#### RECORD EXCERPTS:

PR #6977, opened 2026-08-12
fix(skills): serialize local installs

houko:
## Summary
- move local skill copying behind the existing cross-process per-skill file lock
- re-check destination existence after acquiring the lock so concurrent installers cannot both proceed
- hold the lock through partial-copy cleanup, preventing a failed loser from deleting the winner's installation
- reuse the locked copier for the API route while retaining symlink filtering and 409 responses

## Tests
- `cargo test -p librefang-skills local_install --lib`
- `cargo test -p librefang-skills evolution::race_tests --lib`
- `cargo test -p librefang-api copy_dir_recursive_skips_symlinks --lib`
- `cargo clippy -p librefang-skills -p librefang-api --lib --tests -- -D warnings`
- `git diff --check`

### DIFF
--- a/crates/librefang-api/tests/skills_routes_test.rs
+++ b/crates/librefang-api/tests/skills_routes_test.rs
@@ -619,6 +619,44 @@ async fn skills_install_path_traversal_hand_rejected_400() {
 }
 
 #[tokio::test(flavor = "multi_thread")]
+async fn skills_install_already_installed_returns_409() {
+    // Regression coverage for #6977: the destination-exists check moved
+    // from before the per-skill lock to inside
+    // `librefang_skills::evolution::install_local_skill`, and a hit now
+    // surfaces through `SkillError::AlreadyInstalled` instead of a
+    // pre-lock `dest.exists()` probe. Assert the HTTP-visible behavior
+    // (first install succeeds, second is a 409) still holds end-to-end.
+    let h = boot().await;
+    install_registry_skill(h.home(), "dup-skill", "A skill installed twice");
+
+    let (first_status, first_body) = json_request(
+        &h,
+        Method::POST,
+        "/api/skills/install",
+        Some(serde_json::json!({"name": "dup-skill"})),
+    )
+    .await;
+    assert_eq!(first_status, StatusCode::OK, "{first_body:?}");
+
+    let (second_status, second_body) = json_request(
+        &h,
+        Method::POST,
+        "/api/skills/install",
+        Some(serde_json::json!({"name": "dup-skill"})),
+    )
+    .await;
+    assert_eq!(second_status, StatusCode::CONFLICT, "{second_body:?}");
+    assert_eq!(second_body["status"], "already_installed", "{second_body:?}");
+    assert!(
+        second_body["error"]
+            .as_str()
+            .unwrap_or("")
+            .contains("already installed"),
+        "error must mention already-installed: {second_body:?}"
+    );
+}
+
+#[tokio::test(flavor = "multi_thread")]
 async fn skillhub_install_path_traversal_hand_rejected_400() {
     // Skillhub has its own install handler. Reject traversal before the
     // hand directory existence probe so an attacker cannot escape the
--- a/crates/librefang-api/tests/skills_routes_test.rs
+++ b/crates/librefang-api/tests/skills_routes_test.rs
@@ -646,7 +646,10 @@ async fn skills_install_already_installed_returns_409() {
     )
     .await;
     assert_eq!(second_status, StatusCode::CONFLICT, "{second_body:?}");
-    assert_eq!(second_body["status"], "already_installed", "{second_body:?}");
+    assert_eq!(
+        second_body["status"], "already_installed",
+        "{second_body:?}"
+    );
     assert!(
         second_body["error"]
             .as_str()
--- a/crates/librefang-skills/src/evolution.rs
+++ b/crates/librefang-skills/src/evolution.rs
@@ -253,6 +253,51 @@ fn acquire_skill_lock(skill_dir: &Path) -> Result<std::fs::File, SkillError> {
     Ok(lock_file)
 }
 
+/// Install a local skill directory while holding the same per-skill lock used
+/// by evolution and uninstall operations.
+///
+/// The destination existence check is deliberately performed after locking so
+/// two concurrent installers cannot both pass the check and copy into the same
+/// partially populated directory.
+pub fn install_local_skill(source: &Path, skill_dir: &Path) -> Result<(), SkillError> {
+    let _lock = acquire_skill_lock(skill_dir)?;
+    if skill_dir.exists() {
+        let name = skill_dir
+            .file_name()
+            .and_then(|name| name.to_str())
+            .unwrap_or("unknown");
+        return Err(SkillError::AlreadyInstalled(name.to_string()));
+    }
+
+    let result = copy_local_skill_recursive(source, skill_dir);
+    if result.is_err() {
+        let _ = std::fs::remove_dir_all(skill_dir);
+    }
+    result
+}
+
+fn copy_local_skill_recursive(source: &Path, destination: &Path) -> Result<(), SkillError> {
+    std::fs::create_dir_all(destination)?;
+    for entry in std::fs::read_dir(source)? {
+        let entry = entry?;
+        let file_type = entry.file_type()?;
+        if file_type.is_symlink() {
+            tracing::warn!(
+                path = %entry.path().display(),
+                "skipping symlink while installing skill"
+            );
+            continue;
+        }
+        let destination_path = destination.join(entry.file_name());
+        if file_type.is_dir() {
+            copy_local_skill_recursive(&entry.path(), &destination_path)?;
+        } else {
+            std::fs::copy(entry.path(), destination_path)?;
+        }
+    }
+    Ok(())
+}
+
 // ── Atomic file I/O ─────────────────────────────────────────────────
 
 /// Monotonic per-process counter used by `atomic_write` to derive a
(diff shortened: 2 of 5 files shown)


crates/librefang-skills/src/evolution.rs
houko, line 1: The locking here only serializes callers that go through `install_local_skill` (the new HTTP `POST /api/skills/install` path). Two other entry points write into the exact same `skills_dir` tree without ever taking `acquire_skill_lock`:

- `librefang_skills::marketplace::MarketplaceClient::install` / `install_from_registry_dir` / `install_from_git` (`marketplace.rs`) — these still do a bare `if skill_dir.exists() { remove_dir_all(...) }` then `copy_dir_recursive`, no lock at all.
- The CLI's `librefang skill install <name>` (`librefang-cli/src/commands/skill.rs::cmd_skill_install`) calls that same unlocked `MarketplaceClient::install`/`install_from_git` against `resolve_skills_dir(hand)` — the same directory the API route installs into.

So a CLI install (or a marketplace-triggered install) running concurrently with an HTTP `/api/skills/install` call, or with an `evolve`/`uninstall` operation that *does* take this lock, is still racy: the unlocked side can read/overwrite/`remove_dir_all` a skill directory while the locked side believes it holds exclusive access. The PR title says "serialize local installs" — worth confirming whether that's meant to cover only the HTTP route (in which case fine as scoped) or the broader race across all local-install entry points, in which case `marketplace.rs`'s copiers should probably also acquire this lock (or CLI/marketplace installs should be re-pointed at `install_local_skill`). Flagging for a scope call rather than fixing, since routing marketplace.rs through this lock also changes its current overwrite-on-exists semantics.

---

crates/librefang-skills/src/evolution.rs
```diff
@@ -253,6 +253,48 @@ fn acquire_skill_lock(skill_dir: &Path) -> Result<std::fs::File, SkillError> {
     Ok(lock_file)
 }
 
+/// Install a local skill directory while holding the same per-skill lock used by evolution and uninstall operations.
+///
+/// The destination existence check is deliberately performed after locking so two concurrent installers cannot both pass the check and copy into the same partially populated directory.
+pub fn install_local_skill(source: &Path, skill_dir: &Path) -> Result<(), SkillError> {
```
houko, line 259: Lock-coverage gap (CLAUDE.md "fix what you found" / this PR's own stated scope): this PR serializes only the local-registry install path (`POST /api/skills/install` → `install_local_skill` here). Three sibling install handlers still do the exact same unlocked check-then-act the changelog fragment describes as the bug:
- `skillhub_install` (`crates/librefang-api/src/routes/skills/skillhub.rs:250,260`) — `client.is_installed(...)` then `client.install(...).await` with nothing serializing between them.
- `clawhub_install` (`crates/librefang-api/src/routes/skills/clawhub.rs:343`) and `clawhub_cn_install` (`clawhub.rs:734`) — identical pattern.
- The copy step underneath all three, `librefang_skills::marketplace::copy_dir_recursive` (`crates/librefang-skills/src/marketplace.rs:144`), is a separate unlocked duplicate of the function this PR just replaced here in `evolution.rs`.

Not flagging as a required in-place fix, because closing it properly means holding (or emulating) a sync per-skill flock across an `async fn ...install(...).await` network call in the skillhub/clawhub client modules — a real design decision (e.g. `spawn_blocking` scoped around just the FS mutation vs. an async-aware lock), not a mechanical port of this PR's change. Per CLAUDE.md: "would fixing it require touching a different crate or domain than the one you're already in? If no, fix it in this PR. If yes, surface the question to the human reviewer" — this crosses into the skillhub/clawhub async install flow, so surfacing rather than deciding unilaterally to defer it. As merged, the race fix is incomplete relative to its own stated goal (three of four install entry points remain racy); recommend either widening this PR or opening an immediate follow-up against the same issue.

---

crates/librefang-api/tests/skills_routes_test.rs
```diff
@@ -618,6 +618,44 @@ async fn skills_install_path_traversal_hand_rejected_400() {
     );
 }
 
+#[tokio::test(flavor = "multi_thread")]
+async fn skills_install_already_installed_returns_409() {
```
houko, line 622: Process finding, not a code issue: this test was added in commit `b0705651` ("test(skills): cover already-installed 409 for /api/skills/install"), whose author identity resolves to `Claude <noreply@anthropic.com>`. CLAUDE.md's Git Conventions are explicit that commit *author identity* resolving to Claude/Anthropic is rejected (the repo's `commit-msg` hook checks `GIT_AUTHOR_IDENT` for exactly this, independent of message content), and the "No AI / Claude attribution" rule applies to commit messages, PR bodies, and comments generally.

Leaving this as a comment rather than fixing it myself: correcting authorship needs a rewrite of this commit (`git commit --amend --author=...` or an interactive rebase) followed by a force-push, and force-push is outside what I'm permitted to do in this pass (fast-forward push only). Could a maintainer or the PR author rebase this commit onto the correct identity and force-push? The test content itself is good, correct 409-regression coverage — this flag is purely about the commit's author trailer, not the diff.

---

houko (commented):
Automated review pass. The core fix (moving the destination-exists check behind the per-skill flock in `install_local_skill`, and scoping cleanup so a failed copier never touches another install's files) is correct and well-tested — `local_install_rechecks_destination_after_acquiring_lock` in `evolution.rs` directly exercises the race window with a real concurrent thread, and `skills_install_already_installed_returns_409` covers the HTTP-visible 409 path end-to-end. No deadlock risk from the new lock: `install_skill` doesn't hold any other lock before calling `install_local_skill`, and the function doesn't re-enter the lock on the same path. Changelog fragment, commit format, and prose wrapping all match CLAUDE.md. Scoped `cargo check -p librefang-skills --lib` passed clean (45s, no contention).

Two findings left as inline comments, both left for human judgment rather than fixed directly (see comments for why): (1) the same install-race pattern this PR fixes is still present, unfixed, in three sibling install paths (skillhub, clawhub, clawhub-cn); (2) one commit on this branch (`b0705651`) has an author identity of `Claude <noreply@anthropic.com>`, which CLAUDE.md's commit-msg hook is designed to reject.

---

crates/librefang-api/tests/skills_routes_test.rs
houko, line 1: This is currently the actual cause of the red `CI Gate` / `Quality` checks on this PR (run 31626784881, job `Quality` 94223525112), not a pre-existing/unrelated failure — worth calling out since the other review threads on this PR don't mention it.

`cargo xtask fmt` (i.e. `cargo fmt --check`) fails on this line:

```
assert_eq!(second_body["status"], "already_installed", "{second_body:?}");
```

with the diff the job reports:

```
-    assert_eq!(second_body["status"], "already_installed", "{second_body:?}");
+    assert_eq!(
+        second_body["status"], "already_installed",
+        "{second_body:?}"
+    );
```

i.e. the line is over rustfmt's wrap width and needs to be reformatted (or reflowed) to match. This blocks `CI Gate` (which already reads "one or more lanes failed or were cancelled" from this). A `cargo fmt` pass (or manually wrapping the macro call as rustfmt wants) over `crates/librefang-api/tests/skills_routes_test.rs` should clear it — mechanical fix, no logic change.

---

crates/librefang-skills/src/evolution.rs
houko, line 1: This closes the race for `POST /api/skills/install`, but `librefang_skills::marketplace::MarketplaceClient` has the identical unlocked TOCTOU pattern in three functions that also write into `~/.librefang/skills/<name>` (or a hand's skills dir), and none of them call `acquire_skill_lock`:

- `MarketplaceClient::install` (marketplace.rs:395-482, the GitHub-release fallback leg): `skill_dir.exists()` → `remove_dir_all` → `create_dir_all` → download/extract, no lock.
- `install_from_registry_dir` (marketplace.rs:487-535): same `exists()` → `remove_dir_all` → `create_dir_all` → `copy_dir_recursive` shape, no lock.
- `install_from_git` (marketplace.rs:540-605ish): same shape around the clone/copy, no lock.

These are reached from separate HTTP routes — `POST /api/skillhub/install` (routes/skills/skillhub.rs:260) and `POST /api/clawhub/install` (routes/skills/clawhub.rs:353, 744) — so a skillhub/clawhub install can race another skillhub/clawhub install of the same name, or race the now-fixed `/api/skills/install` / evolve / uninstall paths, and reproduce exactly the failure mode this PR's changelog describes (a loser's `remove_dir_all` deleting a winner's just-installed files) — worse here, since `remove_dir_all` runs unconditionally on every call, not just on copy failure.

Worth confirming whether this is intentionally out of scope (different install surface, tracked separately) or should be folded into this PR — the fix isn't a drop-in swap since these three functions currently *overwrite* an existing `skill_dir` (`remove_dir_all` then reinstall) rather than reject with `AlreadyInstalled`, so wiring in `acquire_skill_lock` means deciding whether to also unify that overwrite-vs-reject semantic difference. Flagging for a maintainer call rather than fixing directly, since a semantic change to the marketplace install contract is not a mechanical fix.

---

crates/librefang-api/tests/skills_routes_test.rs
houko, line 1: Commit b0705651 (`test(skills): cover already-installed 409 for /api/skills/install`, which added this test) has both author and committer identity `Claude <noreply@anthropic.com>`:

```
git show b0705651 -s --format='Author: %an <%ae>%nCommitter: %cn <%ce>'
```

CLAUDE.md's `commit-msg` hook is specifically documented to reject this ("rejects a commit whose author identity ... resolves to Claude / Anthropic even when the message itself is clean") — this commit shouldn't have been able to land with `core.hooksPath` pointed at `scripts/hooks`, so either the hook wasn't enabled when it was made or it slipped through some other path. The commit message body itself is clean, so this is metadata-only, but it's a real policy violation sitting in the branch's history.

Not fixing this myself: correcting it means rebasing to amend that one commit's author/committer and force-pushing the branch, which is outside what an automated pass should do unilaterally on an already-open PR. Flagging for a maintainer to rebase-and-force-push (`git rebase -i`, reword author via `--committer-date-is-author-date`/`git commit --amend --reset-author` on that commit, or `git filter-branch`/`git-filter-repo` for the single commit) before merge.

---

#### WORK REQUEST:
Gather every line from the entries above where the word "StatusCode" appears, and copy them.

#### EXERCISE RESPONSE:
+    assert_eq!(first_status, StatusCode::OK, "{first_body:?}");
+    assert_eq!(second_status, StatusCode::CONFLICT, "{second_body:?}");
     assert_eq!(second_status, StatusCode::CONFLICT, "{second_body:?}");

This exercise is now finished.